GIVEN INFORMATION =
PR #6627, opened 2026-09-16
refactor(kbli): name the hero ink #141416 as --kbli-ink

SubBZ2026:
## 1. Insight
The /kbli hero shell and sticky search bar carried the raw hex `#141416` inline, with no
token behind it. A third occurrence of the same value lived in the hero vignette written as
`rgba(20,20,22,0.9)` — the same colour in a different notation, which no find-and-replace on
`#141416` would ever catch. Naming the value once makes all three reachable.

## 2. Studio
No visual change to end users. `--kbli-ink` resolves to `#141416` in every theme block it is
declared in, so every surface renders byte-identical to before; this is a rename, not a repaint.

## 3. Source
- `apps/mouth/src/app/kbli/page.tsx` — `:53` hero shell, `:67` hero vignette, `:233` sticky search bar
- `apps/mouth/src/app/globals.css` — `:425` paper/light remap, `:640` kita, `:793` kita dark
- `apps/mouth/src/styles/kbli-theme.css` — `:9` `:root`, God Tier Anthracite

## 4. Methodology
Declare `--kbli-ink` alongside the existing `--kbli-bg-*` family in each block that already
redefines that family, keeping the literal value identical everywhere, then swap the three
call sites to the variable. The alpha case at `:67` uses `color-mix(in srgb, … 90%, transparent)`
rather than relative-colour syntax, matching what Tailwind already emits for the `/80` modifier
at `:233`, so no new browser-support floor is introduced.

## 5. Raw Observations
- `#dc2626` in `page.tsx`: 0 occurrences — the 31 Aug brand repaint already moved the decorative
  reds to `#D01033`. The remaining `#dc2626` lives only in `kbli-theme.css` at `--kbli-pma-closed`
  (`:48`) and `--kbli-risk-high` (`:55`), which are legitimate semantic tokens.
- `#141416` in `page.tsx`: 2 hex occurrences plus 1 in `rgba()` notation — 3 call sites, 1 value.
- `packages/core`: 0 occurrences of this value. Nothing outside `apps/mouth/**` is touched.

## 6. Reasoning Path
A hardcoded colour with three call sites in one file is a value with no name. Naming it is the
smallest correct change. The notation split is what makes the case non-trivial: `rgba(20,20,22,0.9)`
is invisible to the obvious search, so the layer would have closed at two thirds and left an
orphan that drifts the first time the ink shade moves.

## 7. Risk
Low. Pure indirection; the literal is unchanged in every declaring block, so a wrong theme cannot
inherit a wrong ink. Blast radius is `/kbli` only — the variable is declared inside the `--kbli-*`
family and read by exactly three call sites in one file.

Pre-existing behaviour surfaced but not changed: in the paper/light block, the surrounding comment
describes the client surface turning light, yet the hero ink is near-black there as well. That was
already true when the value was hardcoded; this PR gives the behaviour a name without altering it.
Changing it would be a separate visual decision.

## 8. Implication
/kbli gains one theme-addressable ink token. Any future adjustment to the hero shade becomes a
one-line change instead of a three-notation search. No API, no data model, no KBLI schema is
involved; the KBLI hard stop is untouched.

## 9. Recommendation
Merge. VERDE throughout (`apps/mouth/**`), net diff well under the harness floor threshold, no
brief or verdict required. `npm run build -w apps/mouth` RC=0 and `npm run lint -w apps/mouth`
reports 0 errors with no new warnings in any touched file.

## 10. Next Action
After merge, confirm the served commit via `/api/health` before calling the hero ink live —
merged is not live. Remaining /kbli design-layer items stay in their own lines; this PR closes
the ink-naming one only.


Balizero1987:
Verified by the R1 Dux (SAETTA-20260916, M5): behaviour-preserving token rename. `--kbli-ink: #141416` is declared in all four theme scopes that previously rendered the literal; `bg-[var(--kbli-ink)]/80` compiles under Tailwind v4 (`^4`) to a color-mix at 80%, and the vignette's `color-mix(in srgb, var(--kbli-ink) 90%, transparent)` equals the old `rgba(20,20,22,0.9)`. Checks: 59 pass / 15 skipping. Arming auto-merge; prove-live = computed background of the /kbli hero stays rgb(20, 20, 22) after deploy.

PR #6650, opened 2026-09-16
fix(visa-oracle): never ask an applicant outside Indonesia how many days they overstayed (D19)

Balizero1987:
## What

Owner decision **D19** (Zero, 2026-09-16, `Z-DECISIONI-ZERO.md`): an applicant who is **not in Indonesia** is never asked "how many days have you overstayed". You cannot overstay inside Indonesia while you are outside it.

- `flow.ts`: every offshore transition that led to `overstay_days` (`holds_stay_permit` = no, `stay_permit_code`, `renewal_paid`) now goes to `nationalities`; `getTreeSteps` lists `overstay_days` only on the onshore trunk. Onshore routes are unchanged.
- `fact-mapper.ts`: `immigration.overstay_days` is `KNOWN(0)` whenever `in_indonesia === "no"`, read from that answer and not from a possibly stale `overstay_days` answer left by switching arms (same pattern as the `NO_STAY_PERMIT` sentinel). This avoids an UNKNOWN on the two seq-20 rules that read the fact with `on_unknown: NEEDS_INPUT`.
- Tests: guilt/innocence for both offshore permit chains, the `renewal_paid` sub-chain, the stale-answer case, and onshore unchanged; reducer-driven shell/rail tests no longer answer a question offshore never shows.
- Corpus: 97 offshore walk fixtures regenerated, each loses exactly one line (`"overstay_days"` from `asked`); no `overrides` value changes (structural JSON diff).
- `no-path-doors.replay.json` 15 → 16: the regeneration also picked up `offshore/business/exploring/sponsor_no/no_route` (`D12_NOT_CONVERTIBLE`), a walk already on main with the same overrides that the committed replay had missed. Pre-existing staleness, verified against origin/main by the reviewer.

## Checks
- vitest visa-oracle `_lib` + `_components`: 38 files / 976 tests passed; `tsc --noEmit` exit 0; prettier clean.
- backend `test_interview_walk_census.py`: 50 passed (no pin moves).
- Gear 1 (floor 1, `evidence_pack_lint --print-floor` on the merge-base diff). Review: Codex gpt-5.6-sol read-only, **VERDICT: OK** (5 checks, no findings).

Bites: CONSUMER = an applicant on https://balizero.com/visa-oracle who answers "not in Indonesia" and "no stay permit". OBSERVATION = after the Vercel deploy, that path shows the nationality question next, never "overstay days" (checked in a live browser walk), while an "in Indonesia" path still asks it.


Balizero1987:
Superseded: E2E (Playwright) went red for a real cause — the visa-oracle E2E specs still walk offshore through overstay_days, which this change removes. The branch was armed, so it is frozen; the successor starts from fresh origin/main with the same commit plus the E2E fix (branch agent/air-m5/mouth/vo-d19-offshore-overstay-v2).

Balizero1987:
Successor: #6656.

PR #6676, opened 2026-09-16
fix(backend-rag): align the tax-consultant allowlist with team_members (migration 319, expand-not-cut-over)

Balizero1987:
## What this fixes, in one sentence

Two of the five Bali Zero tax consultants cannot be assigned to a client or an LKPM report under
their own email address, because the two CHECK constraints that gate those columns allow two
addresses that exist in no staff record and reject the two that do.

`team_members` is canonical. It holds `tax@balizero.com` (Veronika) and `faysha.tax@balizero.com`
(Faisha — with a Y). Both CHECK constraints instead allow `veronika.tax@…` and `faisha.tax@…`.
Live rows carry the ghosts: 2 in `clients`, 12 in `lkpm_reports` — and
`lkpm_deadline_notifier.py` emails `to=assignee_email` **verbatim**, so twelve LKPM deadline
reminders are currently addressed to a mailbox nobody reads, with the manager CC pointing at a
second ghost.

## What changes

- **Migration 319** rewrites the offending rows onto the real addresses, widens both CHECK lists
  to the `team_members`-derived set, and NULLs the two `team_members.avatar` values whose
  portrait files a sibling D6 PR deletes. Symmetric `-- === ROLLBACK ===` section; both halves
  bounded by `SET LOCAL lock_timeout = '5s'` / `statement_timeout = '60s'`.
- **One shared constant** (`TaxConsultantConstants`) replaces four independently drifted Python
  copies of the allowlist — the multiplicity is what let the drift go unnoticed in the first
  place.
- **The write path normalizes spelling**: a retired alias (which the kita dropdown still sends)
  and a real address that differs only in case or whitespace both resolve to the canonical value.
  An unknown address is still refused, unchanged, and the error quotes back what was sent.
- **The shared database-error handler stops logging the rejected row.**

## EXPAND, not cut-over — and why

`release_command` applies migrations **before** the new code serves traffic, and a Fly rollback
restores the image, never the SQL. A cut-over would therefore have made the old code — still
live through the rolling deploy, still submitting the retired aliases — fail every write, and an
image-only rollback would have made that state permanent instead of curing it.

So the forward CHECK is the **union**: the real addresses *and* the two retired aliases, still
accepted. The rows still move in the same transaction, so the whole business effect lands on this
deploy with no window. Dropping the two aliases is a separate migration, risk-free once the kita
dropdown stops sending them — and its author is told, in the migration file itself, that it must
repeat both UPDATEs before its ADD CONSTRAINT, because a fresh ghost row can be born during
*this* deploy.

## Bites

**Consumer: the tax team on kita.** Today, assigning a client to Veronika under
`tax@balizero.com` is refused by `clients_tax_consultant_check`; Faisha's twelve LKPM reminders
go to an address that matches no staff record. After this merges, both addresses are accepted and
the reminder resolves to a real mailbox.

**Observation made before reporting this done:** migration 319 executed against a throwaway
Postgres 17 database through the runner's own `split_migration_sql()` — 8 tests — with the row
census before and after, acceptance/refusal probed per address, idempotent re-run, and rollback
restoring the previous CHECK. Post-merge observation is recorded in the deploy comment below.

## Proof that the tests are not agreeing with themselves

The parity tests read the `.sql`. Mutating both `IN` predicates to `NOT IN` — SQL that aborts the
deploy — left them **7/7 green**. The new executable test went to **8 errors** under the same
mutation. That mutation was run, and the file restored from a byte copy, before this PR was
opened.

## PII

`str()` of an asyncpg constraint violation carries the server's `DETAIL`, and the DETAIL of a
constraint violation is `Failing row contains (...)` — on `clients`, the client's name, phone,
passport and NPWP. Measured with a sentinel row: the sentinel appeared in both `str(e)` and
`e.detail`, and `handle_database_error` logged it with `%s`. All four database-error branches now
log a signature (error class, SQLSTATE, constraint/column/table) and never the exception, with
guilt and innocence tests. Pre-existing on main; cured here because this migration is what makes
that branch reachable.

## Rollback trigger

Roll back **if**, after the deploy, any of the following is observed:

1. a write to `clients.tax_consultant` or `lkpm_reports.lkpm_assigned_to` returns 500 or 400 for
   an address that is in `team_members` (the migration's whole purpose, inverted);
2. `/api/crm/clients` or the LKPM endpoints return 5xx at a rate above baseline, or the
   `release_command` reports a `lock_timeout` abort (in which case the deploy already stopped
   itself and nothing was applied);
3. `schema_audit` — which runs immediately after the migration in the same `release_command` —
   blocks promotion.

How: `python -m backend.db.migrate rollback 319_align_tax_consultant_allowlist_to_team_members`,
then redeploy the previous image. The rollback restores both CHECK lists and moves the rows back.
Its two stated limits are in the migration header: reversion is value-based (a row that
legitimately starts using a real address after the deploy is reverted to the ghost too), and the
two `team_members.avatar` values are deliberately not restored, because the portrait files are
deleted by a separate PR and writing the paths back would point at a 404.

## Gear

Floor 3 — hot zone (schema migration). Evidence pack:
`evidence/2026-09/agent-mini-pro2-backend-rag-shweb-w2-tax-allowli-12dd19b8/pack.yml`, council
journal beside it (codex + gemini seats, 7 findings between them: 5 cured in round 2, 1 routed to
the follow-up mouth PR, 3 retracted on disk with reasons), `evidence_pack_lint.py` clean locally.

## Known and deliberately not in this PR

The kita dropdown (`apps/mouth/src/lib/workspace/roster-directory.ts`) still offers the two
retired addresses. Writes keep working — that is what the normalization is for — but a client
saved through it comes back from the API on the real address, which the dropdown has no option
for, so the select renders as "— not assigned —". The mouth-side alignment ships next, in this
same window (mandate order: backend before mouth).


Balizero1987:
Superseded by #6679, which carries identical blobs from a fresh main. The gate's BLOCK on this one was paperwork only — root brief deprecated under Rule 12, pack counts stale by one commit, prettier on the brief — and the content it verified (688 green, IN→NOT IN mutation reproduced) is unchanged there. Closing rather than pushing to an armed branch.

PROMPT = Since only part of the listing is wanted, copy exactly the lines from the one holding "An unknown address" to the one holding "deploy with no", both included.

RESPONSE =
  An unknown address is still refused, unchanged, and the error quotes back what was sent.
- **The shared database-error handler stops logging the rejected row.**

## EXPAND, not cut-over — and why

`release_command` applies migrations **before** the new code serves traffic, and a Fly rollback
restores the image, never the SQL. A cut-over would therefore have made the old code — still
live through the rolling deploy, still submitting the retired aliases — fail every write, and an
image-only rollback would have made that state permanent instead of curing it.

So the forward CHECK is the **union**: the real addresses *and* the two retired aliases, still
accepted. The rows still move in the same transaction, so the whole business effect lands on this
deploy with no window. Dropping the two aliases is a separate migration, risk-free once the kita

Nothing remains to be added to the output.